Both funding announcements from South West Coast MP Denis Napthine come as kindergarten operators grapple with challenges of more teaching hours, a looming higher staff-children ratio and increasing enrolments.
Warrnambool’s 10 kindergartens are almost at capacity and Koroit’s sole teaching room is bursting at the seams. Work on both projects will start early next year with the aim to have them in use by 2014.
Koroit and District Pre- School Committee secretary Tammy Langdon and director Debbie Ferguson were overjoyed by the funding announcement after years of fund-raising and lobbying.
“We’ve only got one room and can’t meet our requirement for 15 hours teaching a week per child,” Ms Langdon said.
“It will be a win-win for the whole community to have a new kinder on the old hospital wing facing High Street, which will be part of a hub for health and child-care under Moyne Health Services.
“The former Koroit and district hospital board has given us $300,000 and Moyne Shire Council will match the state’s $300,000 and has promised to match further contributions up to $400,000.”

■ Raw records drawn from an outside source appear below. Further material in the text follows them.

PR #741, opened 2023-08-21
UI: Prevent recursive aliases from being resolved. Fixes bitburner-official#630

### LINKED ISSUE #630: Change alias to not substitute the same alias recursively

ficocelliguy:
Refactor alias processing: when resolving an alias, look at the tracked list of previously-processed aliases that led to the current one, and do not resolve any ~~aliaii~~ aliases already present in it. This ensures there are no loops in the alias reference tree in a given command, and replaces the current only-one-alias-lookback solution.

closes bitburner-official#630

### DIFF
--- a/src/Alias.ts
+++ b/src/Alias.ts
@@ -66,10 +66,9 @@ export function removeAlias(name: string): boolean {
  * Returns the original string with any aliases substituted in.
  * Aliases are only applied to "whole words", one level deep
  * @param origCommand the original command string
- * @param maxDepth the maximum depth that alias chains are permitted (default 10)
  */
-export function substituteAliases(origCommand: string, maxDepth = 10): string {
-  return applyAliases(origCommand, maxDepth);
+export function substituteAliases(origCommand: string): string {
+  return applyAliases(origCommand);
 }
 
 /**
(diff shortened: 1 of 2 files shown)


Snarling:
Why the max depth check? I think the origin of that was just to prevent recursive replacements, but if you're already preventing recursive replacements then aliases should just continue to replace until there are no more non-recursive replacements to make. e.g. if a=b, b=c, c=d [...] y=z, then `a` should be replaced with `z`, it shouldn't randomly stop replacing aliases 10 levels deep.

ficocelliguy:
I had left in the max depth as a bit of a failsafe (and in case it was an existing feature). I have removed it and updated the unit tests accordingly.

PR #742, opened 2023-08-21
UI: Re-implement limit on Icarus messages after a bitnode is completed

ficocelliguy:
( Apologies for the multiple PRs in a short period, I had some time to get thoughts down in code )

Currently, the icarus.msg pop-up appears every few minutes for any player who is finishing the endgame of a bitnode. While it can be a helpful hint on the very first BN, this can result in many, many messages if the player is working on a bitnode with other long-running objectives, such as BN 10.

This was already fixed in the past at one point, to ensure the message only appears once after the player completes a bitnode:
https://github.com/danielyxie/bitburner/issues/140#issuecomment-332353004

However, the feature seems to have been lost during a later refactor:
https://github.com/bitburner-official/bitburner-src/commit/d1f4f8fd36553ca62746bbd68d0e5172f551dc05#diff-2108e76478b987bae84b72b039959f9d88c78280ed12959798a081b8af264133L90

This PR re-implements the feature. The message will only be sent once per bitnode to players who have completed prior bitnodes.


Snarling:
Adding a test for something like this is not really wanted. This exhaustive approach to testing would result in us needing an insane number of tests overall if we used this approach throughout the codebase. This methodology makes it much harder to contribute - not only would small changes (like this one) be expected to have a test written for it (you literally have a 60 line test for an easy to understand condition change PR), but having tests written at this level would also result in a much higher likelihood that a refactor ends up breaking tests as well, so a contributor has an additional burden of extra code they need to maintain as part of a refactor, on top of the game code they're already refactoring.

There are definitely projects where this sort of testing makes sense, I just don't think it is sensible here

d0sboots:
I disagree, but then again we clearly disagree about the value of testing.

Yes, adding tests means there is a higher chance that you will have to change the tests when refactoring. This is the price you pay for catching mistakes with tests, instead of with your users or via manual testing.

I do not think we should require tests like this for all contributions, but I *definitely* don't think we should be turning then away.

ficocelliguy:
Supposing that the codebase had comprehensive test coverage, that WOULD add another small hurdle to would-be new contributors; they need to be able to understand the existing tests that need to be updated as part of their change. That being said, it is an important skill to have and cultivate in the development community, and I suspect there are few people who know enough about development to add a feature without knowing how to debug a unit test. It is a core paradigm of clean coding.

The codebase does not have good testing, though, which introduces another issue: It is difficult to be confident that you have not broken existing features, because there is not adequate automated coverage to catch regressions, and the QE team is volunteers who may or may not do full feature passes. (This is another potential hurdle that new contributors need to overcome: learn a new codebase, carefully touch it without breaking things, and then just hope all of the various important features they may not be familiar with work OK, because there are few tests). Refactoring is so much less stressful when there is an existing suite of unit tests to reference; even if you have to change them to work with the new structure, you have all of the feature's use cases delineated for you already.


I made an attempt to add documentation to the unit tests I added here so they are easy to understand, and made them flexible if this area is changed in the future. However, I will remove them if that is what you want, especially given how minor this feature is.

Snarling:
Fair points. You're both right that the existing testing leaves much to be desired. I think the main thing is, I wanted to make sure you understand that including tests like this for simple changes is not required or expected. We can probably add some other Message-related tests later to make the inclusion of a Message test file more worthwhile, so let's keep it around.

PR #743, opened 2023-08-22
DOCS: ReactNode edits for clarity

HiEv:
Minor documentation improvement.

### DIFF
--- a/markdown/bitburner.reactnode.md
+++ b/markdown/bitburner.reactnode.md
@@ -4,9 +4,9 @@
 
 ## ReactNode type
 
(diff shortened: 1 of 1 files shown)


Snarling:
These files do not get edited manually, they are autogenerated from ScriptEditor/NetscriptDefinitions.d.ts. Make the edits there, then run `npm run doc` to generated the .md again

Snarling:
Closing since this was not the correct way to make a documentation change for API documentation. As mentioned in previous comment that should have been done via NetscriptDefinitions.d.ts, and then the .md files can be autogenerated from that.

PR #744, opened 2023-08-23
UI: added autorerender time to Buy Augment page

### LINKED ISSUE #695: Faction augmentatons reputation not updating correctly
as the title says when I enter the UI to buy augments from any faction, the reputation doesn't doesn't update in the UI accordingly, if you are doing a task for the faction to increase reputation faster it will show up on the Overview interface but on the "faction augmentations - faction" reputation keeps the same value and on the section where it's showing the money/reputation price the values will stay in red instead to change to white when you have the required repuration to buy an augment as previous version, if you change page and return it will update all values accordingly, also the buy button will update if you have the required money and reputation

- enter the UI to buy an augment from a faction,  leave and return will update
- Version of the game, e.g. Bitburner v2.4.0 (fc86895c3)

Caldwell-74:
Buy Augment page didnt auto update wich for the most part is fine because there isnt much that changes without player interaction (wich would trigger a rerender) 
but the current reputation with that faction doesnt update so i added a 400ms auto rerender to it
  
 edit.: closes  #695

### DIFF
--- a/src/Faction/ui/AugmentationsPage.tsx
+++ b/src/Faction/ui/AugmentationsPage.tsx
@@ -19,7 +19,7 @@ import { useRerender } from "../../ui/React/hooks";
 
 /** Root React Component for displaying a faction's "Purchase Augmentations" page */
 export function AugmentationsPage({ faction }: { faction: Faction }): React.ReactElement {
-  const rerender = useRerender();
+  const rerender = useRerender(400);
 
   function getAugs(): AugmentationName[] {
     return getFactionAugmentationsFiltered(faction);


myCatsName:
Did you notice if your PR also renders the change to rep in this part of the page? (the red column)
image

in the current steam version the "**buy**" color changes when the aug can be bought, but the checkbox and "**rep**" value do not. (in the screenshot the player has 1000 rep, the NFG rep and checkbox should update).

I'm just wondering if it's also updated with this PR, or might need similar sometime.

Caldwell-74:
it actually does
the full AugmentationsPage element rerenders

myCatsName:
Looks like this will close #695 and uses the same change suggested there by @rayanth

PR #748, opened 2023-08-25
UI: fix ActiveScripts Page map scripts with same arguments correctly

zornlemma:
# Bug fix

- For active script, currently could run multiple scripts with the same arguments simultaneously, thus this React `key` setting is not correct.
- For previous code, you could reproduce the bug by running multiple scripts with the same arguments, and click kill script in the `ActiveScripts` Page, it will render more script in the list as it should be. 
- fix tested locally.


d0sboots:
Looks like I missed this spot.

PR #753, opened 2023-08-27
DOCUMENT: ns.getScriptLog update to use "FilenameOrPID" and related ns.tail change

### LINKED ISSUE #714: ns.getScriptLogs() -- call with pid
Hello,

Is it possible to allow ns.getScriptLogs() to accept pid as an argument? Currently to get logs by pid requires calling ns.getRunningScript() at a RAM cost of 0.3 vs 0 for ns.getScriptLogs().

myCatsName:
closes #714

# Bug fix

- Updates ns.getScriptLog description to mention PID
- "" fn argument type from "string" to "filenameOrPID"
- updates ns.tail() to use the same language in description, i.e.  `the PID or filename` replaces `the fn`

script for testing attached. Save as  .js and run. nukes n00dles, writes and exes a script, fetches the PID and demonstrates use of either PID or filename and host to get the same results with both ns.getScriptLog and ns.tail()

[getScriptLogs PID update test.txt](https://github.com/bitburner-official/bitburner-src/files/12448850/getScriptLogs.PID.update.test.txt)

### DIFF
--- a/markdown/bitburner.ns.getscriptlogs.md
+++ b/markdown/bitburner.ns.getscriptlogs.md
@@ -9,14 +9,14 @@ Get all the logs of a script.
 **Signature:**
 
 ```typescript
-getScriptLogs(fn?: string, host?: string, ...args: (string | number | boolean)[]): string[];
+getScriptLogs(fn?: FilenameOrPID, host?: string, ...args: (string | number | boolean)[]): string[];
 ```
 
 ## Parameters
 
 |  Parameter | Type | Description |
 |  --- | --- | --- |
-|  fn | string | _(Optional)_ Optional. Filename of script to get logs from. |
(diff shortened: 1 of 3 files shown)


Snarling:
Another way to fix this would be how ns.kill handles it using two distinct function signatures instead of one function signature that can be used two different ways: https://github.com/bitburner-official/bitburner-src/blob/dev/markdown/bitburner.ns.kill.md which links to a second ns.kill documentation page.

I favor that two-signatures approach, but this is also a correct improvement so I'll just merge this as is.

myCatsName:
Oh, for stronger typing? ex. when someone formats the PID as a string it produces an error.... I hadn't thought of that, and it does produce an error
image


[`FilenameOrPID`](https://github.com/bitburner-official/bitburner-src/blob/dev/markdown/bitburner.filenameorpid.md) is invoked in a few places in case it should be changed. Though if it hasn't caused player confusion in the ns.tail context, it's probably intuitive (or at least not frustrating) to use, if not best practice, which we seem to agree.
image

PR #756, opened 2023-08-28
UI: Basic Map and Set support in ns.print/tprint

ficocelliguy:
Added basic support for printing maps and sets via print and tprint.
Note that the formatting I chose for maps clearly indicates they are not an object with object keys, but rather are entries with a key => value relationship. I am open to suggestions for different formatting styles, as well, since there isn't exactly a standard for the string representation AFAIK.

image

### DIFF
--- a/src/Netscript/NetscriptHelpers.tsx
+++ b/src/Netscript/NetscriptHelpers.tsx
@@ -220,15 +220,20 @@ function argsToString(args: unknown[]): string {
     const nativeArg = toNative(arg);
 
     // Handle Map formatting, since it does not JSON stringify or toString in a helpful way
-    // output is  "< key1 => value1, key2 => value2, >"
+    // output is  "< Map: key1 => value1; key2 => value2 >"
     if (nativeArg instanceof Map && [...nativeArg].length) {
-      out += "<";
-      nativeArg.forEach((key, value) => (out += ` ${key} => ${value},`));
-      return (out += " >");
+      const formattedMap = [...nativeArg]
+        .map((m) => {
+          const key = argsToString([m[0]]);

Warrnambool West Primary School principal Gavin Arnott and city council community services manager Kellie King said two unused school classrooms would be renovated to create facilities for 44 kindergarten-age children.
The school section will be fenced off and have its own entrance onto Hoddle Street close to the Beamish Street kinder.
“It’s a brilliant use of space and facilities - our school council started looking at this concept two years ago and we would eventually like to have a child-care hub here,” Mr Arnott said.
Ms King said the school project would help ease pressure across all the city’s 10 kindergartens, nine of which were managed by the council.
“By 2016 the staff-to-child ratio will drop from 1/15 to 1/11 and with existing facilities we would not cope,” she said.
Dr Napthine said the grants were part of a $40m statewide program for upgrades or development of integrated service hubs.